Gopal*, a user of Grindr, a gay dating app, said he went on a date less than a week ago. “Though I had apprehensions about meeting my date in person, he assured me that he had no symptoms and was completely fine. He had returned from Germany recently. After we met, I didn’t think about any COVID-19 threats while being intimate with my partner.”

Though Italy and France had to change their traditional ways of greeting people with a kiss on the cheek, predominantly, couples in India do not appear to be shaken by it much. Representational image: iStock

However, this doesn’t seem to be the case in all dating-app stories. Shreyans, a habitual user of Tinder in Chennai, said the girl he was supposed to go on a first date with cancelled after her parents did not allow her to step out due to the COVID-19 outbreak.

Another user, Sujith*, who had made plans to travel to Bangalore to meet his date, sits at home in frustration now. “We had been texting and talking for almost three months and I had planned to travel to Bangalore to meet her. Maybe even hook up.
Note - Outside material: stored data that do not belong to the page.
PR #6268, opened 2026-08-12
fix(scripts): run worktree setup without POSIX shell

RioPlay:
## Problem

Worktree setup from `t3.json` is typed into a terminal via `ProjectSetupScriptRunner`. The command used `ln -sf`, `&&`, and `` expansion, which fails under Windows PowerShell/cmd — so new worktrees on Windows never get deps, env files, or a warm web cache.

## Fix

Replace the shell one-liner with `node scripts/setup-worktree.ts` that:

1. Runs `vp i` with the worktree as cwd
2. Links project-root `.env` files into the worktree (copy if symlink is denied)
3. Warms the web dep cache

Does not delete a worktree `.env` when the project root has no source yet. Parent dirs are created as needed.

## Test plan

- [x] `vp test run scripts/setup-worktree.test.ts` (link / copy / skip-missing / same-path)
- [ ] Create a worktree on Windows and confirm setup terminal runs without `ln` errors
- [ ] Confirm `.env` appears in the worktree (link or copy) when present on the project root

---

Model: Grok 4.5 · Harness: Grok Build

---

> [!NOTE]
> **Medium Risk**
> Touches worktree bootstrap and `.env` linking/copying with filesystem staging/rollback; a bug could leave worktrees without deps or with wrong env files, especially on Windows.
> 
> **Overview**
> Replaces the POSIX-only worktree setup command in `t3.json` (`vp i && ln -sf ...`) with `node scripts/setup-worktree.ts`, so setup works under PowerShell/cmd on Windows.
> 
> The new script installs deps, links `.env` and `infra/relay/.env` from the project root into the worktree (falling back to copy when symlinks are denied), then warms the web dep cache. Linking uses staging + backup/rename so a failed mid-flight write does not wipe a local worktree `.env`, and missing sources are skipped instead of deleting the destination.
> 
> Adds unit coverage for path resolution, link/copy, same-path/junction skips, missing sources, and non-file sources.
> 
> <sup>Reviewed by [Cursor Bugbot](https://cursor.com/bugbot) for commit 60918659d093c34beff103bfa0fe1fea2764aaf2. Bugbot is set up for automated code reviews on this repo. Configure [here](https://www.cursor.com/dashboard/bugbot).</sup>

> [!NOTE]
> ### Replace inline shell worktree setup with a Node script in `scripts/setup-worktree.ts`
> - Replaces the inline shell command in [t3.json](https://github.com/pingdotgg/t3code/pull/6268/files#diff-ed2426d5f9a505e4adcba4a25328883302241ea69c3132391a87bc8dc01b80ba) with `node scripts/setup-worktree.ts`, removing the dependency on a POSIX shell.
> - The new script resolves `projectRoot` and `worktree` from environment variables, installs dependencies via `vp i`, links or copies configured `.env` files, and warms the web dep cache.
> - Env file linking uses an atomic staging/rename flow: symlink when possible, copy as fallback, and never deletes an existing worktree env when the source is missing.
> - Behavioral Change: env file handling now skips when source and destination resolve to the same path (symlink/junction-aware), replacing the previous unconditional symlink creation.
>
> 
>
> <sup><a href="https://app.macroscope.com">Macroscope</a> summarized 6091865.</sup>
> 
>

### DIFF
--- a/scripts/setup-worktree.test.ts
+++ b/scripts/setup-worktree.test.ts
@@ -91,4 +91,27 @@ describe("setup-worktree", () => {
       NodeFs.rmSync(root, { recursive: true, force: true });
     }
   });
+
+  it("keeps the worktree env file when staging the replacement fails", () => {
+    const root = makeTempDir("setup-worktree-fail-root-");
+    const worktree = makeTempDir("setup-worktree-fail-wt-");
+    try {
+      // Source path exists but is a directory so symlink("file")/copyFile both fail.
+      NodeFs.mkdirSync(NodePath.join(root, ".env"));
+      const destination = NodePath.join(worktree, ".env");
+      NodeFs.writeFileSync(destination, "LOCAL=1\n", "utf8");
+
+      expect(() =>
+        linkOrCopyEnvFile({
+          projectRoot: root,
+          worktree,
+          relativePath: ".env",
+        }),
+      ).toThrow();
+      expect(NodeFs.readFileSync(destination, "utf8")).toBe("LOCAL=1\n");
+    } finally {
+      NodeFs.rmSync(root, { recursive: true, force: true });
+      NodeFs.rmSync(worktree, { recursive: true, force: true });
+    }
+  });
 });
--- a/scripts/setup-worktree.test.ts
+++ b/scripts/setup-worktree.test.ts
@@ -1,0 +1,94 @@
+// @effect-diagnostics nodeBuiltinImport:off
+import * as NodeFs from "node:fs";
+import * as NodeOs from "node:os";
+import * as NodePath from "node:path";
+
+import { describe, expect, it } from "vite-plus/test";
+
+import {
+  linkOrCopyEnvFile,
+  linkProjectEnvFiles,
+  resolveWorktreePaths,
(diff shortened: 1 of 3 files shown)


CDVolvik (commented):
Windows verification (PowerShell 5.1 + Node 22.14, Developer Mode on).

The old `t3.json` command is broken here exactly as described:

```
ln : The term 'ln' is not recognized as the name of a cmdlet, function,
script file, or operable program.
```

`scripts/setup-worktree.test.ts`: 6/6. The link path works on this box — `symlinkSync(..., "file")` succeeded and `lstat` reports a symlink (so the copy fallback is unexercised here). `spawnSync("node", ["-e", "..."], { shell: true })` does pass the args through `cmd.exe` on this Node, so the `vp i` / `node …/warm-dep-cache.ts` spawn shape is fine.

I did not run the full setup (`vp i` + cache warm) in a real worktree. The unchecked items in the test plan are still the missing piece.

One small gap: the junction/same-path test `return`s if `symlinkSync(..., "junction")` throws, so CI on a box without that permission never sees `skipped-same-path`. The missing-source and not-a-file cases still pin the "don't delete the worktree .env" rule.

But coronavirus totalled all my plans,” he said.

Related news | Lockdown in 75 Indian districts, transport stalled till March 31

Is love sans physical contact doable?

Meera*, who has been in an inter-religious relationship with a Muslim man for almost 3 years, said the idea of not having physical contact never struck her whenever she met her boyfriend. “I have been meeting him almost every day amidst this virus breakout and I had no apprehensions in holding hands, hugging or kissing him,” she said. She however added that she was able to do so only because they were aware of each other’s minimal travel and contact history.

Though Italy and France had to change their traditional ways of greeting people with a kiss on the cheek, predominantly, couples here do not appear to be shaken by it much. PSAs by health authorities to steer clear of handshakes, hugs, and kisses seem to make no significant dent in the dating pattern.

Be it people who have been seeing each other for several years and are aware of their health, travel and contact history, or be it people on first dates and unaware of each other’s histories, love and lust always seem to find its way through a tumultuous pandemic.